▸ **Work required**
Show each line of the records in which the word "average" occurs.

▸ **Items from a dataset**
- Opening Delimiter -
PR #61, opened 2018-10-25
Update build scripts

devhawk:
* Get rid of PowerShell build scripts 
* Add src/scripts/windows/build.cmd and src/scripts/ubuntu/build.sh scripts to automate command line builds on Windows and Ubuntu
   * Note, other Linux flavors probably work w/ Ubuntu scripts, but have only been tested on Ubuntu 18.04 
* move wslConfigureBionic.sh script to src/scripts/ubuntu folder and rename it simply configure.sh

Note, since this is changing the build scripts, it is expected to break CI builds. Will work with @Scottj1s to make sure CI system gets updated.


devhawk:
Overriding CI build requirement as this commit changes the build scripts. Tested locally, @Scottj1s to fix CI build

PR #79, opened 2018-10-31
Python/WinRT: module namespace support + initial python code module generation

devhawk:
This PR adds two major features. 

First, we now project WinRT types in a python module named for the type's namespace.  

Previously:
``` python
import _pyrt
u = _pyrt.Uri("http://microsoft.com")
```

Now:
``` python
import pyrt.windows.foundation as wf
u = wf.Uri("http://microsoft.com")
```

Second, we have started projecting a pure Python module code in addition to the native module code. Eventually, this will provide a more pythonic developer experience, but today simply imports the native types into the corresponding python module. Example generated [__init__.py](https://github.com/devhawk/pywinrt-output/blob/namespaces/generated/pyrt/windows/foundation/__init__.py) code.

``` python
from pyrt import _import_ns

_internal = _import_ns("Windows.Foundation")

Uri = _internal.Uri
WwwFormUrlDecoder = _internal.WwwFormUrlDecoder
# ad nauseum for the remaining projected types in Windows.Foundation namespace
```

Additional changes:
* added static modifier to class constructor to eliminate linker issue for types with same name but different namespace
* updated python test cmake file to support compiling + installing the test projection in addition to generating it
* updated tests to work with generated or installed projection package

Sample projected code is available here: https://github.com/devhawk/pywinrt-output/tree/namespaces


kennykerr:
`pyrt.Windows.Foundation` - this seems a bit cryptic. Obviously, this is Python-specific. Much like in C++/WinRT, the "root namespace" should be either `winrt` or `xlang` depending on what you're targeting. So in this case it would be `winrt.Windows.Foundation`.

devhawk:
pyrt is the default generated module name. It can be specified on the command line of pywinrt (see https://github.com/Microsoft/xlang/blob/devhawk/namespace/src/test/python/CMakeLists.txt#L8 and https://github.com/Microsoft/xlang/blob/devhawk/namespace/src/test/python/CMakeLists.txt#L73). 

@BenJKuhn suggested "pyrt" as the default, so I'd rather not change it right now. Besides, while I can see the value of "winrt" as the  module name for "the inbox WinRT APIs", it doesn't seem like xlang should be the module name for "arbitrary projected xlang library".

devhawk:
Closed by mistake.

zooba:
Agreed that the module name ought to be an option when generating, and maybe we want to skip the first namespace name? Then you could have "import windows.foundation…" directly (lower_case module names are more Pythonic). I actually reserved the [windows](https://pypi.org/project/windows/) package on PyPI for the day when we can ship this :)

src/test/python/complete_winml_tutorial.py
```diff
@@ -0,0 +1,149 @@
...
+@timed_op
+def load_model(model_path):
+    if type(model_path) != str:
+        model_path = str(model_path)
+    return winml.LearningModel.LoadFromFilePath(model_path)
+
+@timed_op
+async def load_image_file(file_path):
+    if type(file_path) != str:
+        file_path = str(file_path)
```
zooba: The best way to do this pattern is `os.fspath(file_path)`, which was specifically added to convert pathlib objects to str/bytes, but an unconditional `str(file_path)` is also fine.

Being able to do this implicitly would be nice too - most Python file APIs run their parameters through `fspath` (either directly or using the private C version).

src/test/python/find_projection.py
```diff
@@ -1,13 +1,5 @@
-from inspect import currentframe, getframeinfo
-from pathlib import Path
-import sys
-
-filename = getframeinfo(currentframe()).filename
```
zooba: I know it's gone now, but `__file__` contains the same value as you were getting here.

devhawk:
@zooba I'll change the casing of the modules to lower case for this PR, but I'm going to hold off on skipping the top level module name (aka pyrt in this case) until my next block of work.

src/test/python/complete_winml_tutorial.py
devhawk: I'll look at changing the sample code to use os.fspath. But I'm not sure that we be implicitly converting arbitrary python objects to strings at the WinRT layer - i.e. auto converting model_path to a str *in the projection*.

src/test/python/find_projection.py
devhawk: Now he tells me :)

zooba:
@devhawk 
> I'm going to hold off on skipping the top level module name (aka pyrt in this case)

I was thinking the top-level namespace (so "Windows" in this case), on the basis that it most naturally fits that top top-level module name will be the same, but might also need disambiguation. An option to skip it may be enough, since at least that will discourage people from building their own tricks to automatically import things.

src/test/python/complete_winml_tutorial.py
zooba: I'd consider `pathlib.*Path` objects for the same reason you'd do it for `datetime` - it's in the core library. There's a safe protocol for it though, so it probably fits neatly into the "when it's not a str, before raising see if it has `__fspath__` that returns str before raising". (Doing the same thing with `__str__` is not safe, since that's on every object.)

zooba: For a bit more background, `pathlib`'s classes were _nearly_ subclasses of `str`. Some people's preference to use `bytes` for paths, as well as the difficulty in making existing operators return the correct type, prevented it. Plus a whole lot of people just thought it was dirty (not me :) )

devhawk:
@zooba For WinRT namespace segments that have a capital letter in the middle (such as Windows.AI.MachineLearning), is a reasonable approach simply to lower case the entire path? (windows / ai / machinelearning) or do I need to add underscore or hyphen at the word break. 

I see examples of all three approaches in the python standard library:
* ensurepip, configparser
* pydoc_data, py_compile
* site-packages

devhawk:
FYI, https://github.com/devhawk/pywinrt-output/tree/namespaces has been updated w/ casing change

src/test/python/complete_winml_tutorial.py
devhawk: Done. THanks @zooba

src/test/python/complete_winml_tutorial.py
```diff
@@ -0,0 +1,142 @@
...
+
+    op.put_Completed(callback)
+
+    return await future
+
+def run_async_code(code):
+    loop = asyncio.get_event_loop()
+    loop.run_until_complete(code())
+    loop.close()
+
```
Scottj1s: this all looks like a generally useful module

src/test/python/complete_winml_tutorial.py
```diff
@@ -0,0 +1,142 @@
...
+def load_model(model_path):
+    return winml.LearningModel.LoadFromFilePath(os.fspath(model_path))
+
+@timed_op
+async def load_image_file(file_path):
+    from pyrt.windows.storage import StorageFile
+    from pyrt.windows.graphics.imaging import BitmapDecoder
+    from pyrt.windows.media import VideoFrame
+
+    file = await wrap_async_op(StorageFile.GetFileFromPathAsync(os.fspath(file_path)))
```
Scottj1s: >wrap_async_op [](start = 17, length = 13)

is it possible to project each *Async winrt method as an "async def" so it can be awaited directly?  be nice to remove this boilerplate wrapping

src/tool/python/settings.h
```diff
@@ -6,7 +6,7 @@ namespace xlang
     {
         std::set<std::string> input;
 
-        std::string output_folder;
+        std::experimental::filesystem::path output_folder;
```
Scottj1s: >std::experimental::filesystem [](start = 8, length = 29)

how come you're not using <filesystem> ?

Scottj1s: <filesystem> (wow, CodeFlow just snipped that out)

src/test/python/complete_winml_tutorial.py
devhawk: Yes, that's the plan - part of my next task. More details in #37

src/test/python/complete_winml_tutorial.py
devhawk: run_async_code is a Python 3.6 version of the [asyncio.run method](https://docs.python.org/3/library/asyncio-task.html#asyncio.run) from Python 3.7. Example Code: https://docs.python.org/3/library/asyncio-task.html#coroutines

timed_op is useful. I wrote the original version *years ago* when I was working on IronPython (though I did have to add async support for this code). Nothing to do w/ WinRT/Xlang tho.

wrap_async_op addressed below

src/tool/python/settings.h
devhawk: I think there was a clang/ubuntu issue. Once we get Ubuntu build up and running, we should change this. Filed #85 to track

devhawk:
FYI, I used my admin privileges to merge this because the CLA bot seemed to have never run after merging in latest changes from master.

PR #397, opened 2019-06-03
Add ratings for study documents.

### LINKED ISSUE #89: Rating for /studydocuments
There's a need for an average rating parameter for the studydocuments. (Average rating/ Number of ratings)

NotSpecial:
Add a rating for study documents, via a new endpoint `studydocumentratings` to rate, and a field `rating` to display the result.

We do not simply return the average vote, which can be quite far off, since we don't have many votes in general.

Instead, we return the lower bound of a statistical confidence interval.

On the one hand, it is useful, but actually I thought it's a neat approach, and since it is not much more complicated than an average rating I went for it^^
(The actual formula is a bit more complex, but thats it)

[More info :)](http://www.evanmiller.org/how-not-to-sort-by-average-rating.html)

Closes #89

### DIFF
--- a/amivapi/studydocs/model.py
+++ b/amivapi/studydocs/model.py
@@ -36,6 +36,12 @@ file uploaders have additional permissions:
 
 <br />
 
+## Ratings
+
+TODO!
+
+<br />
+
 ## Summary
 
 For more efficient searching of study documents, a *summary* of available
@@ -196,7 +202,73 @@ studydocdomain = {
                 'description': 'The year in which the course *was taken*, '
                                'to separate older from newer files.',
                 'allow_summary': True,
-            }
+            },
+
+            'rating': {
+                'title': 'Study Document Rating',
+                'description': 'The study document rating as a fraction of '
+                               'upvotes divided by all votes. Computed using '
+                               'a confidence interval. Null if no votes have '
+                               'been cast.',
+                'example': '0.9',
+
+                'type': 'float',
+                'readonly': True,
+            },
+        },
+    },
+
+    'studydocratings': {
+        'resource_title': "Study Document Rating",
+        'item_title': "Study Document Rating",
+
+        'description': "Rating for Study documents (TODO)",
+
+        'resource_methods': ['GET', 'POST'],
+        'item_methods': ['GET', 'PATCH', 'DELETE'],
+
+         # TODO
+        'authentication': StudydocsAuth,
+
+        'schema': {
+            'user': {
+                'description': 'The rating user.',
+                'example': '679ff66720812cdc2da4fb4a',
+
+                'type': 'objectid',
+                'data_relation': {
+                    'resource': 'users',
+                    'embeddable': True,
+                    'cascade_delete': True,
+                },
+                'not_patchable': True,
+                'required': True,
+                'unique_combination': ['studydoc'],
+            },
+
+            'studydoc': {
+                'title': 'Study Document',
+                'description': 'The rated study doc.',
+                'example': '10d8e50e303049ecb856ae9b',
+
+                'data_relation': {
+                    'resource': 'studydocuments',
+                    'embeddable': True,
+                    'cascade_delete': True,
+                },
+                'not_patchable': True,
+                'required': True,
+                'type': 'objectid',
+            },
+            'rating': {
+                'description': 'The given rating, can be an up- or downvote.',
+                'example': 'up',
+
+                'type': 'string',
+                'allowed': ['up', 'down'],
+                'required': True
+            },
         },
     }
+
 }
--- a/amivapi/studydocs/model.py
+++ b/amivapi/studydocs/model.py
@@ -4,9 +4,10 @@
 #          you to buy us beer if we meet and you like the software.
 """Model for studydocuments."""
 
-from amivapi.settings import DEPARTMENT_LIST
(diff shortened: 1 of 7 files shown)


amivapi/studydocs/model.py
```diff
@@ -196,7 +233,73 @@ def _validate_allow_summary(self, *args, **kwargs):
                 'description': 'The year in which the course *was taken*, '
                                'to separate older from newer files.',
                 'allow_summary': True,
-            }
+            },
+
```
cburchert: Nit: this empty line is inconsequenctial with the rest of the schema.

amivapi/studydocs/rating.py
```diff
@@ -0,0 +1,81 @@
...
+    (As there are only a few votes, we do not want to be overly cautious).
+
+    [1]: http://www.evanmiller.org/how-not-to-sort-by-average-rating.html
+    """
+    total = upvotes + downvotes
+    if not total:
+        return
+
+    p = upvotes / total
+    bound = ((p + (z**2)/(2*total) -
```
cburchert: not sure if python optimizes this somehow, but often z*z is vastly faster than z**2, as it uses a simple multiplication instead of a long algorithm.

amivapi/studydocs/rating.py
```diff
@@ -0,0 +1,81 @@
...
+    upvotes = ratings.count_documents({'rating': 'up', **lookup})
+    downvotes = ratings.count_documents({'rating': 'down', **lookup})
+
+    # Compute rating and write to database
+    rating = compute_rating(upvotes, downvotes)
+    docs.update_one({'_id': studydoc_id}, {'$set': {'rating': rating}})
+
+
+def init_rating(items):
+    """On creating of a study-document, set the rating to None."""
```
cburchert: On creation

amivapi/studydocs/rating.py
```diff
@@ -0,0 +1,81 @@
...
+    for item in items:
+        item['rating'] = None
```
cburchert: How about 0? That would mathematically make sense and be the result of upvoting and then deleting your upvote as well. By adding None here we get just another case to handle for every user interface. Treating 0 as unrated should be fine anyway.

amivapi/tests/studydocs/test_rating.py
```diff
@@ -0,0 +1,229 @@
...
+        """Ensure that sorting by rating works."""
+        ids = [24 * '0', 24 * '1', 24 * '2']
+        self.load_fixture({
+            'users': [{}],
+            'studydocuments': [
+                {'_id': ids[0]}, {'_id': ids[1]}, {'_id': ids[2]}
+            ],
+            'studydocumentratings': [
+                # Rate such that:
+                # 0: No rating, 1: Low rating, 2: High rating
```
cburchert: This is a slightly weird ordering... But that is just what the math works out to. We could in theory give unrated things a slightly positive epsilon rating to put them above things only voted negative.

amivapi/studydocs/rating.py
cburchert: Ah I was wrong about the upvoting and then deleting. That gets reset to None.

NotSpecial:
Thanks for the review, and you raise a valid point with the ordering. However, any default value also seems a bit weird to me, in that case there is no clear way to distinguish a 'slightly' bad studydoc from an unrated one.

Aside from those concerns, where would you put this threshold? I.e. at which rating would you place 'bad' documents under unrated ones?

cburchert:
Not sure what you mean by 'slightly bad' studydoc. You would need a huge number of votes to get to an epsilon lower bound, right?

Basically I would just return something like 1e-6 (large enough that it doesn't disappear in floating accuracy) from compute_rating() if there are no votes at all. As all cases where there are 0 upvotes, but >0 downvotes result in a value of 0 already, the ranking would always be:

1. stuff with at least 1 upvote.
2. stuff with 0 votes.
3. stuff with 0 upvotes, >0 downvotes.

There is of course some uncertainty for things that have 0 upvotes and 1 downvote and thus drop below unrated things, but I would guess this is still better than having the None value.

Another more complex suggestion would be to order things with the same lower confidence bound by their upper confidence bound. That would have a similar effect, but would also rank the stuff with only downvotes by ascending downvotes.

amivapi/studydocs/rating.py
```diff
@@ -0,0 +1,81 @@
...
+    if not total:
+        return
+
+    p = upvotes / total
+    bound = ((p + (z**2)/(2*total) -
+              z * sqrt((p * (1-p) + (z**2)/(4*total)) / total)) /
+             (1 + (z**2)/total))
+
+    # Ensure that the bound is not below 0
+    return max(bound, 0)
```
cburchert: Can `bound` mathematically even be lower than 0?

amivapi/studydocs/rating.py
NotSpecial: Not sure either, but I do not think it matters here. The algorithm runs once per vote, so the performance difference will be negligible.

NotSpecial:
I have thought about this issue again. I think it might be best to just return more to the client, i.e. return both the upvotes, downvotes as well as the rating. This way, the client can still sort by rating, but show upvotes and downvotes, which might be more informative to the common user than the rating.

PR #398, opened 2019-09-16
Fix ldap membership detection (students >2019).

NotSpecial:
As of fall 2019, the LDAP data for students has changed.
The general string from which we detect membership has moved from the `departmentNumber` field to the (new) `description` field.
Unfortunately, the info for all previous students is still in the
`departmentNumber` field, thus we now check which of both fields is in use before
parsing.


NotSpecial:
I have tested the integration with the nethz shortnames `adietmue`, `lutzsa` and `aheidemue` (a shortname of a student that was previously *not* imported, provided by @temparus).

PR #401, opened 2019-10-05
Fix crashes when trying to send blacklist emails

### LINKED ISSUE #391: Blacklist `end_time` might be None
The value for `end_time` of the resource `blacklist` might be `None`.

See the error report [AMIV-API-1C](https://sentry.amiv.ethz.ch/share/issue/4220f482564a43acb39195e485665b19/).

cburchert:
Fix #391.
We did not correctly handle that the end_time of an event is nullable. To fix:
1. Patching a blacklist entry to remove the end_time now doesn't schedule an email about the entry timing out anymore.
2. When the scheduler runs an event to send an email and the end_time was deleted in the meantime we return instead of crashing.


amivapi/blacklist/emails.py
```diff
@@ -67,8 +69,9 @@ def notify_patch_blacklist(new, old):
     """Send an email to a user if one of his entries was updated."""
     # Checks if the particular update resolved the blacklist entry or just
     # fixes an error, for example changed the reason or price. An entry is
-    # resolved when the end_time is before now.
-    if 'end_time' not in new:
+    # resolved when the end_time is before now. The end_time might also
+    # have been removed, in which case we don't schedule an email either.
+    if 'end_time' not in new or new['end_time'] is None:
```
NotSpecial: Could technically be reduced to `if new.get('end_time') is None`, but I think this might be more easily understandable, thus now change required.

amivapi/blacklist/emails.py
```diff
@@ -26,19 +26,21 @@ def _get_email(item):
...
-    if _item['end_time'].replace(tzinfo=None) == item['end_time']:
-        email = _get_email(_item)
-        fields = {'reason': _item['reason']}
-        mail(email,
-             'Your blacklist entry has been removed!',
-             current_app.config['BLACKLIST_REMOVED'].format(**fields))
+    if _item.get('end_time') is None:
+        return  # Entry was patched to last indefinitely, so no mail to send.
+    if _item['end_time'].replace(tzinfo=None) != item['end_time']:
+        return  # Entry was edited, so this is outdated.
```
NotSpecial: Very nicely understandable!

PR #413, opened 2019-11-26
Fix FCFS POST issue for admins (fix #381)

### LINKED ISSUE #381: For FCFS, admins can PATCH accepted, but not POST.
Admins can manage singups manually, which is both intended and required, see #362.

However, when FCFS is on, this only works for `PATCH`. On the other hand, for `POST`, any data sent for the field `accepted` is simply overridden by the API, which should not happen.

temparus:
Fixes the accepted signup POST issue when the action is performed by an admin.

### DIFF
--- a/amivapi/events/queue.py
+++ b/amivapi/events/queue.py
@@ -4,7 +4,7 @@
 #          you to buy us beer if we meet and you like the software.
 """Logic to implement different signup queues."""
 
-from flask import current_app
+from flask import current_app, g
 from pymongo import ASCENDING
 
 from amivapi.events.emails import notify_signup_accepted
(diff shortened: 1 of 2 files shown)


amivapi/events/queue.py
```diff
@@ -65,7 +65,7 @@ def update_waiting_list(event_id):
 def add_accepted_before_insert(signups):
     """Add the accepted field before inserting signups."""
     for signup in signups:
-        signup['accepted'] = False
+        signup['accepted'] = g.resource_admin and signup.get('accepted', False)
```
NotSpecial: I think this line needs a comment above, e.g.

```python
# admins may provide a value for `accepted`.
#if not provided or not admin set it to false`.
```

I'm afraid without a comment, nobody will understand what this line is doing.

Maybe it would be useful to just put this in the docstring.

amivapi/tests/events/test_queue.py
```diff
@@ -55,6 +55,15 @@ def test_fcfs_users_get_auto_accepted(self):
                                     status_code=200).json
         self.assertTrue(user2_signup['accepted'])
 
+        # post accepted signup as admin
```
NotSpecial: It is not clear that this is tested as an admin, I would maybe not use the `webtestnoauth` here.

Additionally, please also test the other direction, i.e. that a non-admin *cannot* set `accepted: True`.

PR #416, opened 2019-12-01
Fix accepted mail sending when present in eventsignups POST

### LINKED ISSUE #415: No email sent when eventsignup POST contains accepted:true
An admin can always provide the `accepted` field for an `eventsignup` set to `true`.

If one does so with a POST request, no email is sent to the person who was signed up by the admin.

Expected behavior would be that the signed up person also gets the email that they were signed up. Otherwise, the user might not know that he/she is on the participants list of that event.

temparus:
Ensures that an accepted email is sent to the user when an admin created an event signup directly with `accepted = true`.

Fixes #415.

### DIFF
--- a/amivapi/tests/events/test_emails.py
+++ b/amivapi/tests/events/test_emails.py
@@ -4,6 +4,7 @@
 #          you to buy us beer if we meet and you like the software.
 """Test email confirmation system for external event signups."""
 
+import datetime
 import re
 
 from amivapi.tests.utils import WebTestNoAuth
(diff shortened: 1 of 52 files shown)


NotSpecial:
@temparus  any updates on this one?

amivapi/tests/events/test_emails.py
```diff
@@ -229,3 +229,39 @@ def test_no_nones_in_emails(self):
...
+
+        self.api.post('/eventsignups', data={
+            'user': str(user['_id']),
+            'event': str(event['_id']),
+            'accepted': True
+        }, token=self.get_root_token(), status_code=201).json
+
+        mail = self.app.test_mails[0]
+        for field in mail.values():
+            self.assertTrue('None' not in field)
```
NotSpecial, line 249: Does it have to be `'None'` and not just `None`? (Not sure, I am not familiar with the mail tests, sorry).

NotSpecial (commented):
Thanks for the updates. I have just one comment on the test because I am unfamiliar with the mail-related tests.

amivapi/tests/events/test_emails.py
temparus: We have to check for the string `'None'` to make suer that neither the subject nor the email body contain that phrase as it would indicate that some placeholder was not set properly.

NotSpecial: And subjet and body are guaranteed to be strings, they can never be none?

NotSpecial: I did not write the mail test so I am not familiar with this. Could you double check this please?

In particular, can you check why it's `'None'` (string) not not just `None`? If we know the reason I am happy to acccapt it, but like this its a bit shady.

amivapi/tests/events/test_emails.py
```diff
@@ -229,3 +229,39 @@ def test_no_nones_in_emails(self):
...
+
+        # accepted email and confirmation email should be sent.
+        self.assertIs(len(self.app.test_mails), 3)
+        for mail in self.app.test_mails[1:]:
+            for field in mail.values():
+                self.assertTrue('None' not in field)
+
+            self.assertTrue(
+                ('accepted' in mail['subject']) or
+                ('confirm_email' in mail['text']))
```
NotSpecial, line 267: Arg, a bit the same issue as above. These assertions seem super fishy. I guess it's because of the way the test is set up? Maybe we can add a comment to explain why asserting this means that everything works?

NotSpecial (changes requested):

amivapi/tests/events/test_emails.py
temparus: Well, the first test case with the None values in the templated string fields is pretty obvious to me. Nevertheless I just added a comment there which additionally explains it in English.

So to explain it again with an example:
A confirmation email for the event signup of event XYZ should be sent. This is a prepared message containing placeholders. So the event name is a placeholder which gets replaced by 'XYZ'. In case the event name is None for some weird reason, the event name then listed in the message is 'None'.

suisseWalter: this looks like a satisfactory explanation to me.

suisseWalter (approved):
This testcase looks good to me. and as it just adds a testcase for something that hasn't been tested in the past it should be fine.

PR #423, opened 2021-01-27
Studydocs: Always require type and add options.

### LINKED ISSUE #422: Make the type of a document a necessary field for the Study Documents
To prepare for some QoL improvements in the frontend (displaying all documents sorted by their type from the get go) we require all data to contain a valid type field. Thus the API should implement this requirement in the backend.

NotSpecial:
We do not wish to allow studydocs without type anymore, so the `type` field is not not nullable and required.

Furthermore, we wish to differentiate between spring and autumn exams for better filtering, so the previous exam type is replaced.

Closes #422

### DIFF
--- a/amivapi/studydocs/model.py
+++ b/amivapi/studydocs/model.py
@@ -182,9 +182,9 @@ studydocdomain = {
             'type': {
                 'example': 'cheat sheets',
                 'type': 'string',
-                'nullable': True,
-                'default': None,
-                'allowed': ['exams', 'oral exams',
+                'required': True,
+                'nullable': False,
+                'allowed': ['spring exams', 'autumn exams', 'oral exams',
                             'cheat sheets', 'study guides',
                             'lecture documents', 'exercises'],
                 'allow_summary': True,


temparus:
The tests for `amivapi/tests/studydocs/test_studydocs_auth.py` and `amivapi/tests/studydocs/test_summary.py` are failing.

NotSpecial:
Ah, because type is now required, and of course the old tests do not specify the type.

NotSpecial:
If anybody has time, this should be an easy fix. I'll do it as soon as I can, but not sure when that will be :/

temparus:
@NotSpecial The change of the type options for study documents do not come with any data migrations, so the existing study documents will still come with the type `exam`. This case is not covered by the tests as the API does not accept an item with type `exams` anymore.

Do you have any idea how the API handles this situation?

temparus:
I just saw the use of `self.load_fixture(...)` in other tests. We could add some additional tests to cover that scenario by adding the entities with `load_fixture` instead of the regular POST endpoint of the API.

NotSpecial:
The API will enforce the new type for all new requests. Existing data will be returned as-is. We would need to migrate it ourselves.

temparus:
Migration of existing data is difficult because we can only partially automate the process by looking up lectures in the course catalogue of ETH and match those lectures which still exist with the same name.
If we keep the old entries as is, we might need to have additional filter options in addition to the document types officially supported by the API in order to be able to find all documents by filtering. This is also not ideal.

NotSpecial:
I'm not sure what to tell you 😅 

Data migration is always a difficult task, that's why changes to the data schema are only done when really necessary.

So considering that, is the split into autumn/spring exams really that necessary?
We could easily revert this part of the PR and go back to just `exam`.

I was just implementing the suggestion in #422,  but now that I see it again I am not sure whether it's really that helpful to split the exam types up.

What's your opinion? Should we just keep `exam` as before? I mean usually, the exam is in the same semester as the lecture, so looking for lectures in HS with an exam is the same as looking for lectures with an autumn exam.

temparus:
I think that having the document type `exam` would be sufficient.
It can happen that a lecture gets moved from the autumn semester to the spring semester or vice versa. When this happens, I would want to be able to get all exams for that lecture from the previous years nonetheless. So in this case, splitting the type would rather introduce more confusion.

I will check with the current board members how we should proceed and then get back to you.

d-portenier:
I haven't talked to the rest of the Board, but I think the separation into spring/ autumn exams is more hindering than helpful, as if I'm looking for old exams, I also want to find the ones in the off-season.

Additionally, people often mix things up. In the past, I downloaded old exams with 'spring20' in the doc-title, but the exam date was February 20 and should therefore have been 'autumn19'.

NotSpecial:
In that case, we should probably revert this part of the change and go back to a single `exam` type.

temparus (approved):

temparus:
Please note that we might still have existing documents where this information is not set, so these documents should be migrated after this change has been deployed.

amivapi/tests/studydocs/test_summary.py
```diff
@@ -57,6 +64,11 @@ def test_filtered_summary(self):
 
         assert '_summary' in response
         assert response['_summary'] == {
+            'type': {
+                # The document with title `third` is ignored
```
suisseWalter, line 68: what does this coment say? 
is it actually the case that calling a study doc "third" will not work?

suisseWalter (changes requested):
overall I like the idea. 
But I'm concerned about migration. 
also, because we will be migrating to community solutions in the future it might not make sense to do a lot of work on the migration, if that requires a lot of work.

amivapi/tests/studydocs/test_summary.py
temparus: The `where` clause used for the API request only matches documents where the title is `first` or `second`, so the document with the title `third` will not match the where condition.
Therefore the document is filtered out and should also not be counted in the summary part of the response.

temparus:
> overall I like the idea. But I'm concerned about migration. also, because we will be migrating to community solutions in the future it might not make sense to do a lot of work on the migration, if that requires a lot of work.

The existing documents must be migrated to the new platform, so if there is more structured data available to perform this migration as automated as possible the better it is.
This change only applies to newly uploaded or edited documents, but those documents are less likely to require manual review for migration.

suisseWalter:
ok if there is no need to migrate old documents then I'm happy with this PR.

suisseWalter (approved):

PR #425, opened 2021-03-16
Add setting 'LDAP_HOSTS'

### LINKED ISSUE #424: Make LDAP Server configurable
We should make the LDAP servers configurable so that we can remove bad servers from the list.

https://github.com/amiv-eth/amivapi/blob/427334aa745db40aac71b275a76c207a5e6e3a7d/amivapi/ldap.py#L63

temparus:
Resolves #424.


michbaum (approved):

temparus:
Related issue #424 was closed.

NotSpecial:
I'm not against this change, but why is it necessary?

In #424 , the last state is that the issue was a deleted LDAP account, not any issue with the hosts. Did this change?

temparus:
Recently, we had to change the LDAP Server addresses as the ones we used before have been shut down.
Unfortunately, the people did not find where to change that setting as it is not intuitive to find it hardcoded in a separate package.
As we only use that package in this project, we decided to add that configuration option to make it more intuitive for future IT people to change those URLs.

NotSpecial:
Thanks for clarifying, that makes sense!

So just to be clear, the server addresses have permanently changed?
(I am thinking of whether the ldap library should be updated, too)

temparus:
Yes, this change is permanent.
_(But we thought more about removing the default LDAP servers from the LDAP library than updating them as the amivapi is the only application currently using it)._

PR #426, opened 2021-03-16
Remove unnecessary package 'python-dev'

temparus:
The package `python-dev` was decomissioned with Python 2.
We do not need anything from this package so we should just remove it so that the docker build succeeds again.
- Closing Delimiter -
▸ **Written response**
There's a need for an average rating parameter for the studydocuments. (Average rating/ Number of ratings)
We do not simply return the average vote, which can be quite far off, since we don't have many votes in general.
On the one hand, it is useful, but actually I thought it's a neat approach, and since it is not much more complicated than an average rating I went for it^^
[More info :)](http://www.evanmiller.org/how-not-to-sort-by-average-rating.html)
+    [1]: http://www.evanmiller.org/how-not-to-sort-by-average-rating.html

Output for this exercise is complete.